Polyps on their own produce few or no symptoms, and patients in the early stages of colon cancer may not experience warning signs. Once the cancer develops, symptoms might include:
- Changes in bowel movements, including diarrhea, constipation or a change in the shape and/or consistency of the stool.
- Rectal bleeding or blood in the stool.
- Abdominal discomfort, including cramps, gas, or pain.
- Feeling that the bowel doesn’t empty completely.
- Weakness or fatigue
- Unexplained weight loss (without dieting).
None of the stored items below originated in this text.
PR #691, opened 2022-02-10
[3.x] Scons boilerplate for building projects. Android, iOS builds.

Faless:
`3.x` version of #636

### DIFF
--- a/.github/workflows/ci.yml
+++ b/.github/workflows/ci.yml
@@ -2,9 +2,56 @@ name: Continuous integration
 on: [push, pull_request]
 
 jobs:
-  linux:
-    name: Build (Linux, GCC)
-    runs-on: ubuntu-18.04
+  build:
+    name: ${{ matrix.name }}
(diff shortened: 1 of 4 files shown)


Faless:
Might still need a small fix for iOS simulator

Faless:
> Might still need a small fix for iOS simulator

No, 3.x version was okay.

Calinou (approved):
Code looks good to me (although I haven't tested it locally and don't have much experience working with GDNative).

akien-mga:
Would be good if @BastiaanOlij @m4gr3d could test this against their GDNative plugins, to make sure that it's not too major a disruption for `3.x` users.

If we can make it so that it still supports the "old" style of building projects with their own full blown SCons file (i.e. the syntax to build the library only doesn't change), then I think it should be fine for 3.5.

akien-mga (approved):
Looks good to me.

akien-mga:
Thanks!

PR #695, opened 2022-02-14
Add `ptr()` / `ptrw()` to the arrays, add missing `String` methods, add missing `CharString` method implementations.

bruvzg:
- Adds `ptr()` / `ptrw()` to the arrays, and renames existing `ptr` to `_native_ptr` to avoid conflict.
- Adds `ptr()` / `ptrw()`, `parse_utf*` and `utf*` methods to the `String`.
- Adds missing implementations of `length()` and `get_data()` methods of `Char*String`.

### DIFF
--- a/binding_generator.py
+++ b/binding_generator.py
@@ -246,7 +246,7 @@ def generate_builtin_class_header(builtin_api, size, used_classes, fully_used_cl
     result.append(f"\tstatic constexpr size_t {snake_class_name}_SIZE = {size};")
     result.append(f"\tuint8_t opaque[{snake_class_name}_SIZE] = {{}};")
     result.append(
-        f"\t_FORCE_INLINE_ GDNativeTypePtr ptr() const {{ return const_cast<uint8_t (*)[{snake_class_name}_SIZE]>(&opaque); }}"
+        f"\t_FORCE_INLINE_ GDNativeTypePtr _native_ptr() const {{ return const_cast<uint8_t (*)[{snake_class_name}_SIZE]>(&opaque); }}"
     )
 
     result.append("")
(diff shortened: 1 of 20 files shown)


include/godot_cpp/variant/char_string.hpp
```diff
@@ -42,6 +42,7 @@ class CharString {
 	const char *_data = nullptr;
 	int _length = 0;
 
+	CharString(){};
```
akien-mga, line 45:
```suggestion
	CharString() {}
```
`clang-format` is a bit weird with this, but in theory the semicolon is indeed redundant when there's a code block.

binding_generator.py
```diff
@@ -246,7 +246,7 @@ def generate_builtin_class_header(builtin_api, size, used_classes, fully_used_cl
     result.append(f"\tstatic constexpr size_t {snake_class_name}_SIZE = {size};")
     result.append(f"\tuint8_t opaque[{snake_class_name}_SIZE] = {{}};")
     result.append(
-        f"\t_FORCE_INLINE_ GDNativeTypePtr ptr() const {{ return const_cast<uint8_t (*)[{snake_class_name}_SIZE]>(&opaque); }}"
+        f"\t_FORCE_INLINE_ GDNativeTypePtr _native_ptr() const {{ return const_cast<uint8_t (*)[{snake_class_name}_SIZE]>(&opaque); }}"
```
akien-mga, line 249: I notice that here it seems to be `private`, while in all implementations it's `public`, is that intended/a problem?

akien-mga (approved):
I'm not very knowledgeable about the godot-cpp implementations but these additions and fixes definitely make sense.

include/godot_cpp/variant/char_string.hpp
bruvzg: Fixed

bruvzg:
Also, added move constructor / assignment operator to the `Char*String`, or something like this will result in double free:
```c++
CharString cs = text.utf8(); 
//do stuff with cs
cs = text2.utf8();
//do stuff with cs 
```

akien-mga:
Thanks!

PR #699, opened 2022-02-15
Add Variant binders for the generated classes, structs and global enums

bruvzg:
Adds `GDVIRTUAL_NATIVE_PTR` and `VARIANT_ENUM_CAST` binder for the generated headers, this allows to bind/override methods with `NativePtr` and `enum` type arguments / returns.


akien-mga (approved):

akien-mga:
Thanks!

PR #700, opened 2022-02-15
Include example for handling Nodes and Resources

Sauermann:
Extend examples to show, how Nodes and Resources are passed to gdextension
Update Godot project to config_version=5

### DIFF
--- a/test/src/example.cpp
+++ b/test/src/example.cpp
@@ -34,6 +34,7 @@
 
 #include <godot_cpp/classes/global_constants.hpp>
 #include <godot_cpp/classes/label.hpp>
+#include <godot_cpp/classes/sprite2d.hpp>
 #include <godot_cpp/variant/utility_functions.hpp>
 
 using namespace godot;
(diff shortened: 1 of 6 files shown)


test/src/example.cpp
```diff
@@ -137,6 +138,19 @@ void Example::emit_custom_signal(const String &name, int value) {
 	emit_signal("custom_signal", name, value);
 }
 
+// Nodes need to be passed as Object
+// Classes, that inherit from RefCounted, need to be passed as Ref<>
+void Example::set_texture_of_sprite(Object *p_sprite, Ref<Texture2D> p_texture) {
+	// make sure, that the object is indeed of the intended Class
+	Sprite2D *sprite = p_sprite->cast_to<Sprite2D>(p_sprite);
```
akien-mga, line 145: I don't know about `godot-cpp` specifically but in the Godot codebase `Object::cast_to` is static so it's usually called like this:
```suggestion
	Sprite2D *sprite = Object::cast_to<Sprite2D>(p_sprite);
```
Which here would also prevent crashing if `p_sprite` is `nullptr`.

test/src/example.h
```diff
@@ -39,6 +39,7 @@
 
 #include <godot_cpp/classes/control.hpp>
 #include <godot_cpp/classes/global_constants.hpp>
+#include <godot_cpp/classes/sprite2d.hpp>
```
akien-mga, line 42: This can go in the `.cpp` where it's used.

Sauermann: Included your improvements in the new version

Sauermann:
After more than a year there are too many conflicts to resolve this in a meaningful way.

PR #701, opened 2022-02-15
Port a bunch of Godot container templates to GDExtension.

bruvzg:
Port of the most of the Godot containers/templates for built-in module ⇿ GDExtension code sharing convenience.


akien-mga (approved):

akien-mga:
Thanks!

PR #702, opened 2022-02-16
Fix for connecting to signals (Enum types treated as GDNativeInt instead of int32_t)

KarstenMaxim:
(Duplicated PR of #689 'cause of branch removal)

Method that returns enum values as result corrupting memory 'cause Error enum is treated as GDNativeInt instead on int32_t (actual enum size). Changed method generation to prevent this.


bruvzg (commented):
> int32_t (actual enum size)

Enums in the engine were changed to `int64_t`, the same should be done for godot-cpp as well.

PR #703, opened 2022-02-16
Native structures forward declaration

KarstenMaxim:
Fix for forward declaration of structs that exists in "native_structures" and earlier was declared as structs to prevent linking errors on MSVC

### DIFF
--- a/binding_generator.py
+++ b/binding_generator.py
@@ -72,6 +72,9 @@ builtin_classes = []
 # Key is class name, value is boolean where True means the class is refcounted.
 engine_classes = {}
 
+# Type names of native structures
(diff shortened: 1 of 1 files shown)


derammo:
This is blocking on Visual Studio.  You can't compile a Language Extension because `ScriptLanguageExtensionProfilingInfo` is a struct.

bruvzg (commented):
Looks good to me, but might need rebase to be safe, there were many changes to the binding generator.

derammo:
@bruvzg I just use the patch from this PR on the latest and it worked fine.

bruvzg (approved):

PR #705, opened 2022-02-16
Use C++17 flag only for C++ files.

bruvzg:
Fixes `error: invalid argument '-std=c++17' not allowed with 'C'` errors with `C` or `Objective-C` files added to the plug-in environment.


akien-mga:
Thanks!

PR #851, opened 2022-09-18
Use `quaternion` instead of `quat` in method names

Zylann:
To reflect documented names.
https://docs.godotengine.org/en/latest/classes/class_basis.html#class-basis


aaronfranke (approved):

akien-mga:
Thanks!

PR #853, opened 2022-09-19
[CI] Add concurrency and scons caching.

Faless:
Followup on #838 .

Should make @akien-mga happy that we don't needlessly clog CI anymore :wink:

### DIFF
--- a/.github/actions/godot-cache/action.yml
+++ b/.github/actions/godot-cache/action.yml
@@ -1,0 +1,22 @@
+name: Setup Godot build cache
+description: Setup Godot build cache.
+inputs:
+  cache-name:
+    description: The cache base name (job name by default).
+    default: "${{github.job}}"
+  scons-cache:
+    description: The scons cache path.
+    default: "${{github.workspace}}/.scons-cache/"
+runs:
+  using: "composite"
+  steps:
+    # Upload cache on completion and check it out now
+    - name: Load .scons_cache directory
+      uses: actions/cache@v3
+      with:
+        path: ${{inputs.scons-cache}}
+        key: ${{inputs.cache-name}}-${{env.GODOT_BASE_BRANCH}}-${{github.ref}}-${{github.sha}}
+        restore-keys: |
+          ${{inputs.cache-name}}-${{env.GODOT_BASE_BRANCH}}-${{github.ref}}-${{github.sha}}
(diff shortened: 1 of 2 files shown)


Faless:
Concurrency seems to work: https://github.com/godotengine/godot-cpp/actions/runs/3082763931

Faless:
(I'll test cache by force-pushing once CI has finished).

akien-mga:
BTW, we could also consider removing `generate_bindings=yes` to let it decide if it's needed (if it can restore that cache properly), but if so we should look into this potential bug with the dependency chain: https://github.com/godotengine/godot-cpp/pull/849#issuecomment-1250720273

Faless:
> we could also consider removing `generate_bindings=yes` to let it decide if it's needed

Oh, I missed that, yes, we definitely should, or caching will actually not work (see https://github.com/godotengine/godot-cpp/pull/838#discussion_r974042834).
But I think the current config should properly detect changes 100% of the times, now that `binding_generator.py` is also checked for changes, and that we have a check that the the file list is correct.

PapyChacal:
With the scons caching and generate_bindings=yes, the generated sources won't be cached directly, but their corresponding compiled object files will.
Meaning that on the next build with both cache and binding generation activated, the gen/* sources will indeed be generated again, but scons can see that they were generated to the same content and fetch the corresponding .o from cache, in negligible time.

That was the point of using the cache with content comparison: otherwise, the usual modification time check would have been enough :slightly_smiling_face:

Faless:
> That was the point of using the cache with content comparison: otherwise, the usual modification time check would have been enough slightly_smiling_face

Ah right, my bad.
That is really cool! I guess that explains why I was seeing objects actually being retrieved from cache in the new build :sweat_smile: .

I guess we could leave the `generate_bindings=yes` for safety then since it won't impact the compilation time, but I'm not sure in which cases it might miss the proper generation with the recent fixes. I guess it's a question about taking the safest approach VS checking that the `generate_bindings=no` works as it should (CC @akien-mga )

akien-mga:
I'd say let's go with `generate_bindings=no` (or more like not specifying it) so that we test the recommended workflow (since that's the default value). So if for some reason the dependency chain is made incomplete again in the future, we'd catch it with failing CI builds.

Faless:
Confirmed working cached run: https://github.com/godotengine/godot-cpp/actions/runs/3083410183

PR #856, opened 2022-09-19
Rename Transform2D and Basis `elements` to `columns` and `rows` respectively

aaronfranke:
This PR is the same as https://github.com/godotengine/godot/pull/60627 but for godot-cpp.

There are still more changes needed to sync these types with the engine, but this rename is the single largest/noisiest change, so I think it deserves a PR of its own.


akien-mga (approved):

akien-mga:
Thanks!

PR #859, opened 2022-09-20
Update Basis/Transform3D/Quaternion to match the engine

aaronfranke:
This PR updates Basis/Transform3D/Quaternion to match the engine. I updated all 3 at once because their changes are codependent on each other, so we can't just update one.


akien-mga (approved):

akien-mga:
Thanks!

Issue #787, opened 2022-07-11
Passing nullptr to functions with nullable parameter (`*parent = nullptr`) crashes


saki7:
For this kind of interface:

```cpp
TreeItem *create_item(TreeItem *parent = nullptr, int32_t idx = -1);
```

Current `binding_generator.py` generates implementation like below:

```cpp
TreeItem *Tree::create_item(TreeItem *parent, int32_t idx) {
    /* ... snip ... */
    return internal::_call_native_mb_ret_obj<TreeItem>(___method_bind, _owner, parent->_owner, &idx_encoded);
}
```

When you actually call this function with the default argument, it crashes at `parent->_owner` because `parent` is `nullptr`.
If I change `parent->_owner` to `parent ? parent->_owner : nullptr`, then it is working.

I noticed this bug when I was using `TreeItem`, but I think this issue also affects other classes with similar interfaces too. I assume the script should generate different code for nullable parameters. 

EDIT: Theoretically, there might be some other cases where the function has a nullable pointer parameter without default value, but I'm not sure how many of godot-cpp's API matches that form.

Relevant location:
https://github.com/godotengine/godot-cpp/blob/bffedfed1eb297b697fa4d139ac9d03b5c9fabd6/binding_generator.py#L1499-L1501

Zylann:
Have bindings generate `obj ? obj->_owner : nullptr` is the safest solution I can think of.

PR #864, opened 2022-09-23
Fix passing null to functions taking Object parameters

Zylann:
Fixes https://github.com/godotengine/godot-cpp/issues/787


akien-mga (approved):

akien-mga:
Thanks!

Issue #865, opened 2022-09-24
CMake configuration error when passing quoted GODOT_CUSTOM_API_FILE path argument


PierceLBrooks:
Hello! The following commands will produce an error while attempting to generate the bindings with Python:

```
git clone https://github.com/godotengine/godot-cpp.git
cd godot-cpp
git checkout master
mkdir build
cd build
cmake -DGODOT_CUSTOM_API_FILE="C:/path/to/extension_api.json" ..
```

For me, this looks like:

```
-- Selecting Windows SDK version 10.0.19041.0 to target Windows 10.0.19044.
File "<string>", line 1
import binding_generator; binding_generator.print_file_list(""C:/path/to/extension_api.json"", "C:/path/to/godot-cpp/build", headers=True, sources=True)
^
SyntaxError: invalid syntax
CMake Error at CMakeLists.txt:149 (add_custom_command):
add_custom_command Wrong syntax.  A TARGET or OUTPUT must be specified.
```

In the case of backslash characters being used on Windows machines instead of Unix-style forward slashes for path separators, this other message could be seen instead:

```
-- Selecting Windows SDK version 10.0.19041.0 to target Windows 10.0.19044.
File "<string>", line 1
import binding_generator; binding_generator.print_file_list(""C:/path/to/extension_api.json"", "C:/path/to/godot-cpp/build", headers=True, sources=True)
^
SyntaxError: (unicode error) 'unicodeescape' codec can't decode bytes in position 2-3: truncated \UXXXXXXXX escape
CMake Error at CMakeLists.txt:149 (add_custom_command):
add_custom_command Wrong syntax.  A TARGET or OUTPUT must be specified.
```

I intend to resolve at least the first case with a pull request soon. The second case is a little trickier given how the binding generator script is invoked, and that there is currently no native support in the CMake language for automatically and easily escaping special characters in strings without simply making use of some kind of brute force regex replacement operation.

https://gitlab.kitware.com/cmake/cmake/-/issues/21494

enetheru:
I'm trying to reproduce your case, and am unable to.. on windows 11 python 3 master branch this works without problem.
`cmake --fresh ../ -G"Ninja" -DGODOT_GDEXTENSION_DIR:PATH='C:\Godot\src\godot-cpp\gdextension  test\'`
[...]

PR #866, opened 2022-09-24
Fix binding generation command in CMake to escape path strings if necessary

PierceLBrooks:
These changes resolve the issue that I filed here: https://github.com/godotengine/godot-cpp/issues/865


Calinou:
Is the change no longer required?

PierceLBrooks:
> Is the change no longer required?

My mistake, as I was closing out some other obsolete pull requests of mine this was overzealously included. I will reopen it now. Most cases will nonetheless work fine without the double quotes around the path parameter, but I still cannot guarantee success on all platforms where the corresponding string value contains space characters.

PierceLBrooks:
I have resolved the merge conflict which emerged recently.

enetheru:
I believe with recent changes this PR is no longer needed.

enetheru:
I cannot replicate the error, I've tried all combinations of path separators, windows, and msys environments. I'm considering this solved.

dsnopek:
Closing per @enetheru's testing

PR #867, opened 2022-09-24
[SCons] Unify tools/target build type configuration

Faless:
This PR tries to unify godot-cpp scons builds with upstream godot + https://github.com/godotengine/godot/pull/66242 .

Some notes and differences:

- `editor` and `template_debug` builds are interchangeable from the library perspective, but might be different in your own library.
  The default target is for this reason `template_debug`.
  You can target both by just using the `debug` feature tag in the `gdextension` file.
  You can target each specifically via the `editor` and `standalone.debug` feature tags.
- `editor` builds have the extra `TOOLS_ENABLED` define (unused by the library itself).
- `separate_debug_symbols` is missing.

Draft status:
- [x] ~`separate_debug_symbols` is missing.~ Will open a separate PR.
- [x] ~demo `gdextension` uses `template-debug` targets for both `editor` and `template-debug` (do we want to split them?).~ I think it's good for now. We can always change this later
- [x] ~https://github.com/godotengine/godot/pull/66242~ Merged.
- [x] ~consolidate `standalone.debug` to `template.debug` upstream?~ Like above, can be done later.


akien-mga:
> `DEV_ENABLED` is now used in place of `DEBUG_METHODS_ENABLED`.

I haven't checked the PR in detail yet but this seems wrong to me. Upstream `DEBUG_METHODS_ENABLED` is defined when `DEBUG_ENABLED` is defined, it's not tied to `DEV_ENABLED`/`dev_build`.

https://github.com/godotengine/godot/blob/67f700d72686086820721f5f60418705def3b166/core/typedefs.h#L303-L305

And this is used throughout core code so code ported from upstream Godot should keep the same convention.

Faless:
> And this is used throughout core code so code ported from upstream Godot should keep the same convention.

Ah, my bad, I thought it was an extension specific define. I reverted the commit.

SConstruct
```diff
@@ -60,8 +69,12 @@ opts.Add(
     )
 )
 
-# Must be the same setting as used for cpp_bindings
-opts.Add(EnumVariable("target", "Compilation target", "debug", allowed_values=("debug", "release"), ignorecase=2))
+# Editor and template_debug are compatbile (i.e. you can use the same binary for Godot editor builds and Godot debug templates).
```
akien-mga, line 72:
```suggestion
# Editor and template_debug are compatible (i.e. you can use the same binary for Godot editor builds and Godot debug templates).
```

SConstruct
```diff
@@ -198,13 +207,19 @@ add_sources(sources, "src/core", "cpp")
 add_sources(sources, "src/variant", "cpp")
 sources.extend([f for f in bindings if str(f).endswith(".cpp")])
 
-env["arch_suffix"] = env["arch"]
+suffix = ".{}.{}".format(env["platform"], env["target"])
+if env.dev_build:
+    suffix += ".dev"
+suffix += "." + env["arch"]
```
akien-mga, line 213: Upstream Godot also has a `.double` suffix added between `.dev` and `.<arch>` for `float=64`, should we add it too?

test/demo/bin/libgdexample.osx.template_debug.framework/Resources/Info.plist
```diff
@@ -3,13 +3,13 @@
 <plist version="1.0">
 <dict>
 	<key>CFBundleExecutable</key>
-	<string>libgdexample.debug</string>
+	<string>libgdexample.template-debug</string>
```
akien-mga, line 6: Should be underscore now (same below and in the template_release one).

SConstruct
```diff
@@ -60,8 +69,12 @@ opts.Add(
     )
 )
 
-# Must be the same setting as used for cpp_bindings
-opts.Add(EnumVariable("target", "Compilation target", "debug", allowed_values=("debug", "release"), ignorecase=2))
+# Editor and template_debug are compatbile (i.e. you can use the same binary for Godot editor builds and Godot debug templates).
+# Godot release templates are only compatibile with "template_release" builds.
```
akien-mga, line 73:
```suggestion
# Godot release templates are only compatible with "template_release" builds.
```

SConstruct
akien-mga: BTW the comment could maybe point out that `editor` builds do enable `TOOLS_ENABLED`, so that's the main reason to use them if needed for extensions with editor-specific functionality.

akien-mga (commented):
Looks pretty good, left a few comments.

akien-mga (approved):

akien-mga:
Thanks!

codecat:
In relation to this issue: https://github.com/codecat/godot-tbloader/issues/36

Has anything changed that might cause `template_release` to link with the debug runtime on Windows?

PR #880, opened 2022-10-05
Use `struct` instead of `class` for core structures

aaronfranke:
This PR does three things:

* Change `class` to `struct` for the core data structures and adjusts the bindings generator to handle this.
* Add `_NO_DISCARD_` to core data structures to match the engine.
* Remove `_native_ptr` from core data structures to match the engine (it's just a void pointer cast).

Why change `class` to `struct`? Here are several reasons:

* It matches what the core engine uses.
* `struct`'s default visibility is `public`, which all members are now that `_native_ptr` has been removed.
* `class` and `struct` are actually different things on MSVC. With godot-cpp's types defined with `class`, any forward declarations copied from an engine module like `struct Vector2;` will not work correctly on MSVC. This is actually something that I discovered after starting work on this PR, and it makes the case for it stronger.
* It sets the expectation for users that this is a data structure. This point is purely cosmetic.

### DIFF
--- a/binding_generator.py
+++ b/binding_generator.py
@@ -362,7 +362,7 @@ def generate_builtin_class_header(builtin_api, size, used_classes, fully_used_cl
     result.append("")
 
     for type_name in used_classes:
-        if is_native_struct(type_name):
+        if is_struct_type(type_name):
             result.append(f"struct {type_name};")
         else:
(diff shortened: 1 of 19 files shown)


bruvzg (approved):

akien-mga:
Thanks!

Regular screenings are advised to catch and remove polyps before they become cancerous. Colon cancer screenings are recommended starting at age 45 and may be recommended earlier if you have symptoms or a family history of polyps or cancer.
Tests include:
- Colonoscopy – A long, flexible tube equipped with a tiny video camera, is inserted into the colon through the anus. Your doctor examines the entire colon for polyps and removes them, if found. Cincinnati GI is the first in the region with AI-assisted technology for colonoscopy. If you are interested in AI-assisted technology, be sure to ask when scheduling.
- Sigmoidoscopy – To examine the last two feet of the colon (or descending colon), a flexible tube (sigmoidoscope) is inserted through the anus and provides imaging through a tiny camera.
- Capsule Endoscopy – Swallow this pill-like wireless camera to take thousands of photos of the gastrointestinal tract. Often recommended for viewing the small intestine, which is difficult to examine by other methods.
- Colonography – Air is gently pumped into the colon through a narrow tube, and then a special machine takes 2- and 3-dimension images of the colon and rectum.
- Fecal tests – Often performed at home, these tests screen stool samples for blood to detect early-stage cancer, but not polyps. These are not appropriate for high-risk individuals.
Treatment for colon cancer varies depending on the location and stage of the disease.
Treatments for early-stage colon cancer:
- Removing polyps during a colonoscopy – This approach is effective if the cancer is in an early stage and completely contained within the polyp. Some colon lining also may be taken with larger polyps.
- Laparoscopic surgery – If polyps can’t be removed during a colonoscopy, the surgeon can take them through several small incisions in the abdominal wall, using an instrument with an attached camera.
Treatments for advanced colon cancers:
- Partial colectomy– The surgeon removes the part of the colon that contains the cancer, along with tissue on either side of the cancer.
- Lymph node removal– This procedure is usually performed during colon cancer surgery to test for cancer.
- Chemotherapy – Chemical substances are administered after surgery to shrink large cancers or cancer that has spread to the lymph nodes.